There are different options of the illumination system since said system may comprise light sources inside the incubator (100), a spotlight outside pointing to the Petri dish (5) or can be an optical guide system (optical fibre) that guides the light up to the Petri dish (5).
Thanks to the images from the imaging system and to the system for analysing the images obtained by the imaging system, the system for controlling the development of the culture in an incubator (100) makes it possible to exclusively act on those Petri dishes (5) wherein the culture is being developed according to the requirements of a test or, on the contrary, discard those Petri dishes (5) that do not comply with the provisions of the test, without affecting the development conditions of the other Petri dishes (5).

Claims

1. A system for controlling the development of a culture in solid medium in a robotic incubator (100), comprising:

an imaging system (1), comprising a mobile camera (2) configured to take images without moving a Petri dish (5) from the location wherein the culture is carried out at least one way to choose between:

directly on the Petri dishes (5), (100), or

by using at least one mirror (3) to focus on the Petri dish (5),

a system for analysing the images obtained by the imaging system comprising a processor configured to process images,

wherein the processor of the system for analysing the images processes the images from the imaging system and by means of a growth detection algorithm provides information on the development of the culture in an incubator (100) without moving the Petri dish (5) from the location wherein the culture is carried out.

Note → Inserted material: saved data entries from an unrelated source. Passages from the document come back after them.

Issue #21, opened 2020-04-18
Overhaul pre-processor to include shapely


robbievanleeuwen:
**Is your feature request related to a problem? Please describe.**
No specific problems, but would increase functionality and simplify a fair bit of the code.

**Describe the solution you'd like**
Use shapely in all it's glory.

**Describe alternatives you've considered**
Writing the code yourself - tried that, no fun.

**Additional context**
Suggesting in issue #9 by Agent6-6-6.

aegis1980:
Hi, 
Am sure I saw a 'DWG import' todo somewhere - this is more related to that, but I am using shapely. 
A WIP but (as part of another project) I made this: https://github.com/aegis1980/cad_to_shapely. I am having a few issues with making is work on PyPi (imports mostly: Python not my goto) but at some point it will be a pip-able thing.
Currently only DXF (I ve written code for IGES and SVG - need to add it).
Anyway, [this gist](https://gist.github.com/aegis1980/a6cbc474af6d6f979f0dcb5ed4047e19) imports a (Rhino3D generated DXF) aluminium extrusion (file attached) and spins it around for sectionproperties processing.
Need to check I get the same answers as I get using Strand7 so unverified.
Good work BTW ;) And a strong antipodean influence too.
![Figure_1](https://user-images.githubusercontent.com/4284988/86887884-65a24f80-c14d-11ea-9c02-578f56b3c8bd.png)
[section_holes_complex.zip](https://github.com/robbievanleeuwen/section-properties/files/4888992/section_holes_complex.zip)

connorferster:
Hi @robbievanleeuwen,

I have some time before January and I would like to work on this. I am experienced with shapely and have previously started looking into how to integrate it into section-properties. 

I will make a fork and start working on a branch so you can review the progress. As I go, let me know if you would like to advise me further or chat about the direction it's going. 

Thanks for this excellent library! I think using shapely will be an excellent addition to it.

robbievanleeuwen:
Hi @connorferster,

I initially had a few tries at implementing shapely but ran into a few hurdles and didn't delve into the docs deep enough to pull through. If you think you could make it work I think it would be a fantastic addition and potentially open up a few other possibilities with _sectionproperties_, so I'm more than happy for you to give it a try!

Give me a shout if you have any questions or would like to discuss anything 👍 

Cheers,
Robbie

connorferster:
[...]

PR #66, opened 2021-04-20
Shapely preprocessor

connorferster:
Here is the pull request for review of the shapely pre-processor. This introduces several breaking changes to the pre-processor and is intended to commence as v2.0.0 of sectionproperties.


sectionproperties/pre/sections.py
```diff
@@ -1,259 +1,568 @@
...
+        return
 
-        :return: Object containing generated mesh data
-        :rtype: :class:`meshpy.triangle.MeshInfo`
+    def compile_geometry(self):  # Alias
+        # pass
+        self.create_facets_and_control_points()
 
-        :raises AssertionError: If the number of mesh sizes does not match the number of regions
+    def create_mesh(self, mesh_size: float):
```
Agent6-6-6, line 184: this should remain as `mesh_sizes`, see my post in issue #21, as it breaks single geometry vs compound geometry

sectionproperties/pre/sections.py
```diff
@@ -1,259 +1,568 @@
...
+            new_y = abs_y if abs_y else current_y + dy
+            current_points[point_idx] = (new_x, new_y)
+
+        new_geom = Geometry.from_points(
+            current_points, current_facets, current_holes, current_control_points,
+        )
+        return new_geom
 
-    def plot_geometry(self, ax=None, pause=True, labels=False, perimeter=False):
+    def plot_geometry(
```
Agent6-6-6, line 553: perimeter = True does not seem to trigger the linewidth = 3 line below?

connorferster: This is related to the calculation of the exterior perimeter. If the shapes are not disjoint, I can calculate (and plot) the exterior perimeter. If shapes are disjoint, then `CompoundGeometry.calculate_perimeter()` returns -1.0. In the instance of shapes being disjoint, what are your thoughts on the behaviour of `CompoundGeometry.plot_geometry(perimeter=True)`?

Agent6-6-6: If disjoint I'd love to see it reflected on the plot somehow as a warning to the user, for example a red perimeter around the disjoint object(s) as you'd have several external perimeters?

Agent6-6-6: I wonder since the results are invalid if you have disjoint geometry if the code should simply raise an exception and exit? Currently you can get the results either way, which if you don't realise by plotting geometry could lead to incorrect results. Perhaps you could have an optional option to halt_on_disjoint_geometry or similar as a thought?

Spectre5:
A lot of work here!  Very cool.  I hope to look over the changes myself too, but it'll probably be almost a week before I'm able to contribute anything.  Glad to see that you've continued to develop this.

sectionproperties/pre/sections.py
connorferster: I don't think the results are invalid for disjoint geometry. I just did a test against a handcalc for two separate but equal rectangles and the result is correct (see below). Tell me more about this experience you had with incorrect results. 

To be honest, I _could_ increase the lineweight for disjoint geometry, too. It's just more leg-work because it will require at least three or four helper functions to do (iterate over Geometry in unionized CompoundGeometry, accumulate exterior rings, create facet lists for each exterior ring, and pass those in sequence to `.plot_geometry()`) and I am being a baby about doing it right now :)

image

Agent6-6-6: I should have said some of the properties are invalid. Robbie could probably add more to the reasons, but torsion and warping functions come to mind. It was in the docs previously for example that the results are only valid if you have no disjoint geometry. It's also come up in standard responses from Robbie in some prior issues. 

Understood on highlighting disjoint geometry. To be honest shapely version is much less error prone in this respect. I've had instance where I've put elements in contact but forgot to clean_geometry previously and they haven't meshed properly. At least with shapely version this is no longer an issue are the merging/cleaning is all handled by shapely seemlessly.

sectionproperties/pre/sections.py
connorferster: Confirmed. Fixed!

sectionproperties/pre/sections.py
connorferster: Ah! Thank you for the details. That all makes sense.

Interestingly, if you create two shapes and put them in contact as a CompoundGeometry, shapely will turn the svg image red because they are invalid for shapely (but valid for sectionproperties). If they stay green, then they are not touching. So there is something like this built in to the new preprocessor.

Regarding the perimeter arg in plot_geometry(), I will perhaps remove it as an argument from CompundGeometry for now until that is implemented.

connorferster: I should add that invalid geometry in shapely only affects certain shapely operations which will raise an error when given invalid geometry to operate on. We have not been using such operations in sectionproperties.

Agent6-6-6: > Regarding the perimeter arg in plot_geometry(), I will perhaps remove it as an argument from CompundGeometry for now until that is implemented.

Yeah makes sense.

sectionproperties/analysis/cross_section.py
```diff
@@ -190,11 +179,14 @@ def init():
             self.mesh_elements = elements
             self.mesh_attributes = attributes
 
+            # log.log(level=logging.DEBUG, msg=f"Section:\n")
+            # log.log(level=logging.DEBUG, msg=f"Tri6 Elements: {self.elements}")
+
             # initialise class storing section properties
             self.section_props = SectionProperties()
 
         if time_info:
```
Agent6-6-6, line 188: @connorferster, I think this should this be `self.time_info`, not `time_info`?

Agent6-6-6: Also on line 182 above this comment, is this commented logging code required

connorferster: @Agent6-6-6 Good idea! If we change these args to default to self.time_info then it could streamline things nicely.

connorferster: Done!

sectionproperties/analysis/cross_section.py
```diff
@@ -834,16 +819,14 @@ def calc_plastic():
             plastic_section = PlasticSection(self.geometry, debug)
             plastic_section.calculate_plastic_properties(self, verbose)
 
-        if time_info:
+        if self.time_info:
             text = "--Calculating plastic properties...\n"
```
Agent6-6-6, line 823: To be consistent with other time outputs remove the addition of the new line at the end `\n`?

sectionproperties/analysis/cross_section.py
```diff
@@ -834,16 +819,14 @@ def calc_plastic():
...
             solver.function_timer(text, calc_plastic)
             print("")
```
Agent6-6-6, line 825: Consider removing these print statements and instead add `\n` to the end of the solver.function_timer function print statement where the time is printed. 

This would add a blank line between any time outputs and get rid of all the `print("")` lines? Currently it's a bit inconsistent, where some `self.time_info` statements have a blank line added using `print("")` and others do not. I think this would tidy up output nicely.

sectionproperties/analysis/solver.py
```diff
@@ -126,7 +126,6 @@ def function_timer(text, function, *args):
     result = function(*args)
 
     if text != "":
-        print("----completed in {0:.6f} seconds---".format(
-            time.time() - start_time))
+        print("----completed in {0:.6f} seconds---".format(time.time() - start_time))
```
Agent6-6-6, line 129:
```suggestion
        print("----completed in {0:.6f} seconds---\n".format(time.time() - start_time))
```

Suggested along with removing `print("")` lines in all `self.time_info` checks? Add new line at end of this statement being printed to terminal to put line between all time outputs.

sectionproperties/analysis/fea.py
```diff
@@ -58,19 +64,30 @@ def geometric_properties(self):
         for gp in gps:
             # determine shape function, shape function derivative and jacobian
             (N, _, j) = shape_function(self.coords, gp)
+            # log.log(level=logging.DEBUG, msg=f"N: {N}\nj: {j}")
```
Agent6-6-6, line 67: Remove temporary log/commented out code?

sectionproperties/analysis/fea.py
```diff
@@ -321,6 +383,8 @@ def plastic_properties(self, u, p):
             whether or not the element is above the line
         :rtype: tuple(float, float, float, float, bool)
         """
+        # import warnings
```
Agent6-6-6, line 386: Remove temporary log/commented out code?

sectionproperties/analysis/fea.py
```diff
@@ -343,15 +407,43 @@ def plastic_properties(self, u, p):
             force += gp[0] * j * self.material.yield_strength
 
         # calculate element centroid
+        # try:
```
Agent6-6-6, line 410: Can this commented out try statement be removed?

sectionproperties/analysis/solver.py
Agent6-6-6: or
```suggestion
        print(f"----completed in {time.time() - start_time:.6f} seconds---\n")
```

sectionproperties/analysis/cross_section.py
```diff
@@ -1049,41 +1118,53 @@ def plot_mesh(self, ax=None, pause=True, alpha=1, materials=False, mask=None):
...
                 if i == 0 or material not in self.materials[0:i]:
                     # add the material colour and name to the legend list
-                    legend_list.append(mpatches.Patch(color=material.color, label=material.name))
+                    legend_list.append(
+                        mpatches.Patch(color=material.color, label=material.name)
+                    )
 
             cmap = ListedColormap(color_array)  # custom colormap
-            c = np.arange(len(color_array))  # indices of elements
+            # c = np.arange(len(color_array))  # indices of elements
```
Agent6-6-6, line 1151: Should this be deleted, because you're populating variable c above in a different manner with the changes?

sectionproperties/analysis/cross_section.py
```diff
@@ -1309,21 +1404,25 @@ def get_ig(self):
...
+        return (
+            self.section_props.ixx_g,
+            self.section_props.iyy_g,
+            self.section_props.ixy_g,
+        )
 
     def get_c(self):
         """
-        :return: Elastic centroid *(cx, cy)*
+        :return: Elastic centroid *()*
```
Agent6-6-6, line 1420: I think this should be discarded/reverted, `:return: Elastic centroid *(cx, cy)*` seems correct here?

sectionproperties/analysis/cross_section.py
```diff
@@ -1758,109 +1872,19 @@ class PlasticSection:
...
+        self, geom: Union[sections.Geometry, sections.CompoundGeometry], debug: bool
+    ):
         """Inits the PlasticSection class."""
-
-        # make a deepcopy of the geometry & materials so that we can modify it
-        self.geometry = copy.deepcopy(geometry)
-        self.materials = copy.deepcopy(materials)
+        self.geometry = geom.align_center()
+        self.geometry.compile_geometry()
         self.debug = debug
```
Agent6-6-6, line 1881: is this actually used anymore given the way the section is no longer meshed at each iteration with shapely version? 

I could not find anywhere where it is utilised, so I assume it can be removed as an argument and the associate doc for the argument?

sectionproperties/analysis/cross_section.py
connorferster: I think I should just change the other outputs :) They are printing an empty string to create a new line. A new line character is more explicit. You are right, they should be consistent!

sectionproperties/analysis/cross_section.py
connorferster: Yes, I agree. I will do this instead.

sectionproperties/analysis/fea.py
connorferster: Darn it! I did a Ctrl-F in cross_sections.py yesterday but not in fea.py. Will do!

sectionproperties/analysis/fea.py
connorferster: Yep

sectionproperties/analysis/cross_section.py
connorferster: Yep!

sectionproperties/pre/sections.py
```diff
@@ -1,259 +1,573 @@
...
+        if on in ["top", "bottom"]:
+            arg = "y_offset"
+        kwargs = {arg: offset}
+        new_geom = self.shift_section(**kwargs)
+        return new_geom
 
-            return np.arctan2(pt1[1] - pt2[1], pt1[0] - pt2[0])
+    def align_center(self, align_to: Optional[Geometry] = None):
+        """
+        Returns a new Geometry object, tranlsated in both x and y, so that the
```
Agent6-6-6, line 294: small spelling mistake 👍 
```suggestion
        Returns a new Geometry object, translated in both x and y, so that the
```

sectionproperties/pre/sections.py
```diff
@@ -2002,129 +2544,115 @@ class PolygonSection(Geometry):
 
         Mesh generated from the above geometry.
     """
+    outer_points = []
+    inner_points = []
 
-    def __init__(self, d, t, n_sides, r_in=0, n_r=1, rot=0, shift=[0, 0]):
-        """Inits the PolygonSection class."""
+    if n_sides < 3:
+        msg = "n_sides required to be greater than 3 for PolygonSection class"
```
Agent6-6-6, line 2551: The exception message here still refers to PolygonSection class, which is now turned into polygon_section geometry function

Change to something like this?
```suggestion
        msg = "n_sides required to be greater than 3 for polygon section type"
```

sectionproperties/pre/sections.py
```diff
@@ -2002,129 +2544,115 @@ class PolygonSection(Geometry):
...
-        # specify a hole in the centre of the Polygon section
-        self.holes = [[0, 0]]
+        # append the current temporary points to the temporary points list
+        outer_base_points.append([x_outer, y_outer])
+        inner_base_points.append([x_inner, y_inner])
 
-        # start at bottom face, constructing one corner radii, then rotate by initial rotation +
-        # alpha and repeat for n_side number of times to form full section perimeter
+    # if radii merged to circle with an outer diameter of a_out then skip last point as causes
+    # overlapping end points which causes meshing issues if geometry is not cleaned by user
```
Agent6-6-6, line 2613: This might no longer be required with shapely now handling the geometry rather than relying on prior clean_geometry action.

Have not tested polygon_section yet though.

sectionproperties/analysis/cross_section.py
connorferster: Are you referring to `self.debug`? It is something that Robbie had included in the code for trouble shooting. When I redid the implementation, all of the methods that took a `debug` argument were replaced. So, yeah, we should definitely remove it :)

sectionproperties/pre/sections.py
connorferster: Fixed!

sectionproperties/pre/sections.py
connorferster: Fixed!

sectionproperties/pre/sections.py
connorferster: Removed!

sectionproperties/analysis/cross_section.py
connorferster: Removed!

sectionproperties/analysis/fea.py
connorferster: Removed!

sectionproperties/analysis/fea.py
connorferster: Removed!

sectionproperties/analysis/fea.py
connorferster: Removed!

sectionproperties/analysis/cross_section.py
connorferster: Agreed. Done!

connorferster:
Thank you @Agent6-6-6 for all of the edits and suggestions. That has been really helpful! We have done a lot of work cleaning up inconsistencies in the code! Like 15 issues? So awesome.

@Spectre5 Would love to get your input, also!

sectionproperties/analysis/cross_section.py
Agent6-6-6: Yeah was referring to self.debug, as didn't seem to be used anymore with the new methods of solving for plastic axis 

(github is a little unclear on what line was commented on sometimes to me as well!)

connorferster:
Excellent. Got it!

sectionproperties/pre/sections.py
```diff
@@ -470,11 +477,11 @@ def split_section(
 
         return (top_right_geoms, bottom_left_geoms)
 
-    def offset_section_perimeter(self, amount: float = 0, resolution: float = 12):
+    def offset_perimeter(self, amount: float = 0, resolution: float = 12):
```
Agent6-6-6, line 480: @connorferster, this method seems to fail if you have a compound geometry you want to offset without any specifically defined material(s)?

Have not checked with materials if it works.

Can you please check and see if you're seeing the same thing?

Agent6-6-6: Actually I think it's more to do with the fact that materials have not been implemented in CompoundGeometry yet?

```
AttributeError: 'CompoundGeometry' object has no attribute 'material'
```

sectionproperties/pre/sections.py
```diff
@@ -293,224 +622,757 @@ def plot_geometry(self, ax=None, pause=True, labels=False, perimeter=False):
...
-    :param control_points: A list of points *(x, y)* that define different regions of the
-        cross-section. A control point is an arbitrary point within a region enclosed by facets.
-    :type control_points: list[list[float, float]]
-    :param shift: Vector that shifts the cross-section by *(x, y)*
-    :type shift: list[float, float]
-    :param perimeter: List of facet indices defining the perimeter of the cross-section
-    :vartype perimeter: list[int]
+            geometry_1 = sections.i_section(d=203, b=133, t_f=7.8, t_w=5.8, r=8.9, n_r=8)
+            geometry_2 = sections.rectangular_section(d=20, b=133)
+            compound = geometry_2.align_center(geometry_1).align_top(geometry_1) + geometry_1
```
Agent6-6-6, line 1055: @connorferster, there is no longer a align_top method. Think example needs to be updated 👍

sectionproperties/pre/sections.py
```diff
@@ -293,224 +622,757 @@ def plot_geometry(self, ax=None, pause=True, labels=False, perimeter=False):
...
+        :return: CompoundGeometry object rotated by 'angle' about 'rot_point'
+        :rtype: :class:`sections.pre.sections.CompoundGeometry`
+        
+        The following example rotates a 200UB25 section clockwise by 30 degrees::
+
+            import sectionproperties.pre.sections as sections
+
+            geometry_1 = sections.i_section(d=203, b=133, t_f=7.8, t_w=5.8, r=8.9, n_r=8)
+            geometry_2 = sections.rectangular_section(d=20, b=133)
+            compound = geometry_2.align_center(geometry_1).align_top(geometry_1) + geometry_1
```
Agent6-6-6, line 1026: @connorferster, update align_top as no longer exists in code

sectionproperties/pre/sections.py
```diff
@@ -293,224 +622,757 @@ def plot_geometry(self, ax=None, pause=True, labels=False, perimeter=False):
...
+        :return: Geometry object translated to new alignment
+        :rtype: :class:`sections.pre.sections.Geometry`
+
+        The following example erodes a 200PFC section by 3::
+
+            import sectionproperties.pre.sections as sections
+
+            geometry_1 = sections.i_section(d=203, b=133, t_f=7.8, t_w=5.8, r=8.9, n_r=8)
+            geometry_2 = sections.rectangular_section(d=20, b=133)
+            compound = geometry_2.align_center(geometry_1).align_top(geometry_1) + geometry_1
```
Agent6-6-6, line 1136: @connorferster, update align_top as no longer exists in code

sectionproperties/pre/sections.py
```diff
@@ -293,224 +622,757 @@ def plot_geometry(self, ax=None, pause=True, labels=False, perimeter=False):
...
+        top_geoms_acc = []
+        bottom_geoms_acc = []
+        for geom in self.geoms:
+            top_geoms, bottom_geoms = geom.split_section(point_i, point_j, vector)
+            top_geoms_acc += top_geoms
+            bottom_geoms_acc += bottom_geoms
+        return (top_geoms_acc, bottom_geoms_acc)
+
+
+    def offset_section_perimeter(self, amount: float = 0, resolution: float = 12):
```
Agent6-6-6, line 1114: @connorferster, should this also be renamed to `offset_perimeter` like in Geometry class to be consistent, as every other geometry manipulation is named consistently between the two geometry classes??

(and all example updated if changed?)

sectionproperties/pre/sections.py
Agent6-6-6: Hi @connorferster
I'm not so sure this is working correctly or as intended with hollow sections, a negative buffer seems to reduce the interior and exterior, and a positive buffer seems to increase both the interior and exterior?
For example
```
geometry1 = sections.circular_hollow_section(200, 10, 40)
geometry1 = geometry1.offset_perimeter(amount=-4)
geometry1.plot_geometry()
```
The original intent was that it reduced the exterior only to model corrosion of a perimeter?

Perhaps another argument is required to distinguish between wanting to increase or decrease interior/exterior/both so as not to limit it's use (for example may want interior to corrode if you're dealing with a pipeline or something)?

sectionproperties/pre/sections.py
```diff
@@ -1,259 +1,587 @@
...
+        print(f"object at: {hex(id(self))}")
+        print(f"Material: {self.material.name}")
+        return self.geom._repr_svg_()
+
+    @staticmethod
+    def from_points(
+        points: List[List[float]],
+        facets: Optional[List[List[int]]] = None,
+        holes: Optional[List[List[float]]] = None,
+        control_points: Optional[List[List[float]]] = None,
```
Agent6-6-6, line 73: @connorferster, curious if there is ever a use case envisaged where you would want to specify by hand a control_point vs automatically generating it to be within the geometry/section. Potentially seems a little redundant, and one of the benefits to going to shapely was to have them autogenerated vs having to think about specifying them manually?

sectionproperties/pre/sections.py
```diff
@@ -1,259 +1,587 @@
...
+        self.compile_geometry()
+
+    def _repr_svg_(self):
+        print("sectionproperties.pre.sections.Geometry")
+        print(f"object at: {hex(id(self))}")
+        print(f"Material: {self.material.name}")
+        return self.geom._repr_svg_()
+
+    @staticmethod
+    def from_points(
```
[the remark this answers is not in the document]
Agent6-6-6: Actually, I see now from some of your examples that adding material is achieved by `geometry.Material = concrete` for example to apply a material after initially defining a geometry. 

But the main point remains regarding adding material to the add_points as an argument so all the in-built section methods are consistent 👍

sectionproperties/pre/sections.py
connorferster: Hi @Agent6-6-6,

Thanks for checking this out. I confirm that I am seeing the same thing. That is correct, `.material` is not implemented on CompoundGeometry. The intention is that individual geometries would be assigned materials and then combined to create a compound. 

The problem was that I had changed the name of the method from `.offset_section_perimeter()` to `.offset_perimeter()` but I forgot to change the method name in `CompoundGeometry`, also. Now, the method runs. 

You bring up a good point about the method. Agreed, it would be better if you could specify whether to offset the exterior, the interiors, or both. I am working on implementing this now. Will be coming in next commit.

sectionproperties/pre/sections.py
connorferster: Got 'em both now.

sectionproperties/pre/sections.py
connorferster: And that one!

sectionproperties/pre/sections.py
connorferster: Agreed! Updated and fixed.

sectionproperties/pre/sections.py
connorferster: Will create a test for it also.

Agent6-6-6: Ah, I see. 

See one of my last replies in #21 as I think there is a way to automatically create the control points within each bit of geometry. In the case of your composite column case, recognising that the concrete part of the section actually contains a hole in reality where the steel is, you can split up/process the section into the constituent bits without any overlaps and then assign the control points automatically. 

If you could get something like that working it almost means the control_point concept is just an internal requirement that is worked out to aid in the meshing process. Then the user doesn't need to worry about it at all (ideal world) .... I'm sure I'm over simplifying things though!!

connorferster:
Hi @Agent6-6-6, 

I have updated the code to include the ability to assign a control point. For now I think having assignable control point that "travels" with the section allows for the greatest flexibility. I hear what you are saying in regards to a composite column (with the steel actually filling a void within a concrete column). However, that will be up to the user to decide as they build the geometry: I don't think we could come up with a rule that would work in all situations without making things complicated. The new preprocessor allows for the creation of invalid or ambiguous geometry which the designer is required to make unambiguous. 

So the user would have to do something like:
```python
(conc_section.assign_control_point([x,y]) - i_section) + i_section
```

sectionproperties/post/post.py
```diff
@@ -18,18 +19,21 @@ def setup_plot(ax, pause):
...
-def finish_plot(ax, pause, title=''):
+def finish_plot(ax, pause, title="", size=1000, dpi=96):
     """Executes code required to finish a matplotlib figure.
 
     :param ax: Axes object on which to plot
     :type ax: :class:`matplotlib.axes.Axes`
     :param bool pause: If set to true, the figure pauses the script until the window is closed. If
         set to false, the script continues immediately after the window is rendered.
-    :param string title: Plot title
+    :param str title: Plot title
```
Czarified, line 29: You added `size` and `dpi` into the default arguments. Should they be added to the docstring as well? It's obvious for anyone who's worked with matplotlib, but the same could be said for the `title` arg...

```python
:param int size: Plot size
:param int dpi: Plot dpi
```

sectionproperties/pre/dxf.py
```diff
@@ -0,0 +1,34 @@
...
+        import cad_to_shapely as c2s  # type: ignore
+    except ImportError as e:
+        print(e.message)
+        print("To use 'from_dxf(...)' you need to 'pip install cad_to_shapely'")
+        return
+
+    if not dxf_filepath.exists():
+        raise ValueError(f"The filepath does not exist: {dxf_filepath}")
+
+    # TODO avoid step of making a temp file locally
```
Czarified, line 22: Doesn't look like we're writing a temp file now. Does this function actually save a temp file, or is this comment outdated?

Czarified (commented):
I haven't reviewed the examples, or tests, and I only skimmed the `sections.py`, which is actually the biggest change here. I just don't have enough time right now to really dig in. From the past months where I've played with examples and read your comments/thoughts, I think the UX with this change will be significantly improved.

Requiring `cad_2_shapely` for dxf makes sense, but for whatever reason it doesn't sit well with me. Should we include it as an actual requirement, instead of a custom error message? It's a rather small library by our friend @aegis1980, so it may just make sense to include as part of sectionproperties >2.1, if they desire to merge it in.

I'll try to review the rest of it this week, and play around with some examples as well. No promises. 😄 I love all the changes you've made, and really want to see v2.0.0 this year!

sectionproperties/post/post.py
connorferster: 100% Agree. Thanks for the catch!

sectionproperties/pre/dxf.py
connorferster: Yeah, I was not sure what's going on there. It does not seem like we are writing a temp file so I can remove that.

connorferster:
@Czarified I agree with your thoughts on `cad_2_shapely`. I think it would be good to include it as an actual dependency and a full-fledged feature of sectionproperties instead of as a kind of optional add-on. @aegis1980: do you have any thoughts/feelings/preferences on either making your library a dependency of sectionproperties or having sectionproperties vendor it in directly? It works wonderfully and is a great feature to have as part of sectionproperties. Are you planning on developing it further and maintaining it?

Agent6-6-6:
> Hi @Agent6-6-6,
> 
> I have updated the code to include the ability to assign a control point. For now I think having assignable control point that "travels" with the section allows for the greatest flexibility. I hear what you are saying in regards to a composite column (with the steel actually filling a void within a concrete column). However, that will be up to the user to decide as they build the geometry: I don't think we could come up with a rule that would work in all situations without making things complicated. The new preprocessor allows for the creation of invalid or ambiguous geometry which the designer is required to make unambiguous.
> 
> So the user would have to do something like:
> 
> ```python
> (conc_section.assign_control_point([x,y]) - i_section) + i_section
> ```
> 
> As far as this PR goes, I believe it is largely complete (barring any other bug fixes, of course!). I am focusing now on continuing to update all of the documentation to reflect all the new features. I am also planning a new section called "Advanced Geometry Manipulation" to describe some of the issues and techniques that we have been talking about. Things like how to use shape operations to create intermediate nodes.

Yeah I get what you're saying, perhaps a feature for the future. I still believe there is a way to achieve recognising each overlapping geometry and adding control points intdrnally/automatically, I just haven't had much luck with getting it to work as intended, apart from with two geometries as I indicated previously. I need to give it a bit more of a serious effort sometime in the future.

I wonder in the interim if something to report back to the user regarding the meshing not working might consist of reporting the max mesh size actually formed during meshing, vs the defined mesh size. This would highlight that the user that the defined mesh of say 5mm^2 max size wasn't achieved by reporting back that it was 25mm^2 for example. This may indirectly indicating a potential meshing issue involving control points not working due to bits of resulting overlapping section not having or ending up with a control point within them? This might prompt the user to review the geometry/mesh plots if they were not already and manually add further control points as required to mesh things correctly. 

I'd just prefer to see something warning user one way or the other that the mesh went a bit off the rails. At the moment it relies on the user recognising this by reviewing plots which is a bit archaic. To streamline things after initially setting up a script one might disable the plotting for example.

aegis1980:
Hey all, 
Sorry. I turned off notification etc for `section-properties`, but just got a notification about `cad-to-shapely` and found this discussion. 
I have no plans for working on `cad-to-shapely` really. Will just let it (and repo) sit there. Was actually developed to aid another unrelated project and I thought I could use it with `section-properties` (and ran into the meshing issues and gave up).
My inclination would be to keep it as an independent dependency since perhaps Mr/Mrs SomeOne might find a use for cad_to_shapely and develop which could then benefit section-properties and whatever else.
@connorferster As an aside, did you try running the example dxfs (tricky aluminium extrusions) in cad-to-shapely repo through updated section-properties?

connorferster:
Closing PR to merge instead onto v2 branch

2. The system for controlling the development of the culture in solid medium in a robotic incubator (100) according to claim 1, that wherein the growth detection algorithm is an option to choose from:

identification of differences of the images with respect to an initial image, taken at time zero where there is no growth;

an artificial intelligence growth detection algorithm trained with Deep Learning techniques is able to classify the images according to the level of growth they have; or

a mixed technique wherein the artificial intelligence growth detection algorithm also uses the image at time zero.

3. The system for controlling the development of the culture in solid medium in a robotic incubator (100) according to claim 1 wherein the imaging system (1) comprises an illumination system (4) configured to illuminate the Petri dish (5) inside the incubator (100) and facilitate imaging by the imaging system (1).

4. The system for controlling the development of the culture in solid medium in a robotic incubator (100) according to claim 3 wherein the illumination system (4) comprises at least one of the following elements:

light sources inside the incubator (100),

a spotlight outside the incubator (100) focussed on the Petri dish (5), and

an optical fibre system that guides the light up to the Petri dish (5).